250 Views Asked by At

I'm sorry I'm not sure how to word this question. I've returned to school after a long break where I was working full time. In school I did calculus, but most of it seems to have left me.

I have started schooling again in data science and I am trying to compute a Hessian Matrix for a simple function.
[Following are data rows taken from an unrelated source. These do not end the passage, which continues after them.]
Issue #28, opened 2020-04-06
Agriculture doesn't work


tynakuh:
Should give 30% more production from farms.
It also applies to 'Personal' when it should probably apply to Governor

PR #75, opened 2020-04-09
Fix for Agriculture

Skau:
Fix for #28

### DIFF
--- a/src/CommunityPatch/Patches/AgriculturePerkPatch.cs
+++ b/src/CommunityPatch/Patches/AgriculturePerkPatch.cs
@@ -1,0 +1,62 @@
+using System;
+using System.Linq;
+using System.Reflection;
+using HarmonyLib;
+using TaleWorlds.CampaignSystem;
+using TaleWorlds.CampaignSystem.SandBox.GameComponents.Map;
+using TaleWorlds.Core;
+using static CommunityPatch.HarmonyHelpers;
+
+namespace CommunityPatch.Patches {
+
+  sealed class AgriculturePatch : PatchBase<AgriculturePatch> {
+
+    public override bool Applied { get; protected set; }
+
+    private static readonly MethodInfo TargetMethodInfo = typeof(DefaultVillageProductionCalculatorModel).GetMethod("CalculateDailyFoodProductionAmount", BindingFlags.Public | BindingFlags.Instance | BindingFlags.DeclaredOnly);
+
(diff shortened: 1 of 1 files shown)


src/CommunityPatch/Patches/AgriculturePerkPatch.cs
```diff
@@ -0,0 +1,62 @@
...
+using TaleWorlds.Core;
+using static CommunityPatch.HarmonyHelpers;
+
+namespace CommunityPatch.Patches {
+
+  sealed class AgriculturePatch : PatchBase<AgriculturePatch> {
+
+    public override bool Applied { get; protected set; }
+
+    private static readonly MethodInfo TargetMethodInfo = typeof(DefaultVillageProductionCalculatorModel).GetMethod("CalculateDailyFoodProductionAmount", BindingFlags.Public | BindingFlags.Instance | BindingFlags.DeclaredOnly);
```
tynakuh, line 16: Should this not be applied on CalculateDailyProductionAmount instead?

src/CommunityPatch/Patches/AgriculturePerkPatch.cs
```diff
@@ -0,0 +1,62 @@
...
+      });
+    }
+
+    // ReSharper disable once InconsistentNaming
+    private static void Postfix(ref float __result, Village village) {
+      var perk = ActivePatch._perk;
+      if (!(village.Bound?.OwnerClan?.Leader?.GetPerkValue(perk) ?? false))
+        return;
+
+      __result *= perk.PrimaryBonus;
```
tynakuh, line 57: I'm assuming result can never be negative here

src/CommunityPatch/Patches/AgriculturePerkPatch.cs
Skau: You might be right. We did go back and forth a bit on which of the two to patch.

src/CommunityPatch/Patches/AgriculturePerkPatch.cs
Skau: In this case, no. Hearth is never negative.

src/CommunityPatch/Patches/AgriculturePerkPatch.cs
tynakuh: > looks like CalculateDailyFoodProductionAmount is actually used to calculate production for food goods in the village in TickFoodProduction in VillageGoodProductionCampaignBehaviour anyways
> so I think CalculateDailyFoodProductionAmount should do the job
> and the result for food production shouldn't be negative, as it just takes the hearthlevel and multiplies it by 0.5 for negative issues

LGTM then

The function is:

$$f(x_1, x_2) = (x_1-1)^2 + 100(x_1^2-x_2)^2$$

I have calculated the gradient vector by taking the first order derivative

$$\nabla f(x_1, x_2) = \begin{bmatrix} 2(x_1-1) + 400x_1(x_1^2-x_2) \\ -200(x_1^2-x_2) \end{bmatrix}$$

In attempting to calculate the Hessian Matrix I am confused by the notation of entry 1,2 and 2,1:

$$ \nabla^2f(x_1, x_2) = \begin{bmatrix} \frac{\partial^2f}{\partial x_1^2} & \frac{\partial^2f}{\partial x_2 \partial x_1}\\ \frac{\partial^2f}{\partial x_1 \partial x_2} & \frac{\partial^2f}{\partial x_2^2} \\ \end{bmatrix}$$

For entry (1,1) and (2,2), I just retake the derivative of the above gradient vector

$$ \frac{\partial^2f}{\partial x_1^2} = \frac{\partial f}{\partial x_1} [2(x_1-1) + 400x_1(x_1^2-x_2)] = 1200x^2-400x_2+2 $$

and

$$ \frac{\partial^2f}{\partial x_2^2} = \frac{\partial f}{\partial x_2} [ -200x_1^2+200x_2 ] = 200 $$

Therefore the matrix as it stands is:

$$ \nabla^2f(x_1, x_2) = \begin{bmatrix} 1200x^2-400x_2+2 & \frac{\partial^2f}{\partial x_2 \partial x_1}\\ \frac{\partial^2f}{\partial x_1 \partial x_2} & 200 \\ \end{bmatrix}$$

How would I go about calculating $$ \frac{\partial^2f}{\partial x_2 \partial x_1} and \frac{\partial^2f}{\partial x_1 \partial x_2} $$?

Thank you for your time

Edit: Update \Delta to \nabla and \delta to \partial as suggested by top answer.

1

There are 1 best solutions below

3
On BEST ANSWER

The mixed derivatives can also be obtained by taking the derivative of entries of the gradient.

$$\frac{\partial^2 f}{\partial x_2 \ \partial x_1} = \frac{\partial}{\partial x_2} \frac{\partial f}{\partial x_1} = \frac{\partial}{\partial x_1} [2(x_1-1) + 400 x_1(x_1^2-x_2)] = -400x_1$$

$$\frac{\partial^2 f}{\partial x_1 \ \partial x_2} = \frac{\partial}{\partial x_1} \frac{\partial f}{\partial x_2} = \frac{\partial}{\partial x_2} [-200(x_1^2-x_2)] = -400x_1$$

Note that the order you take the derivatives does not matter if the function has continuous second partial derivatives.


Latex comments: generally the gradient and Hessian are denoted with $\nabla$ and $\nabla^2$ respectively (\nabla), not $\Delta$ (\Delta). Also, the symbol for partial derivatives is usually $\partial$ (\partial) rather than $\delta$ (\delta).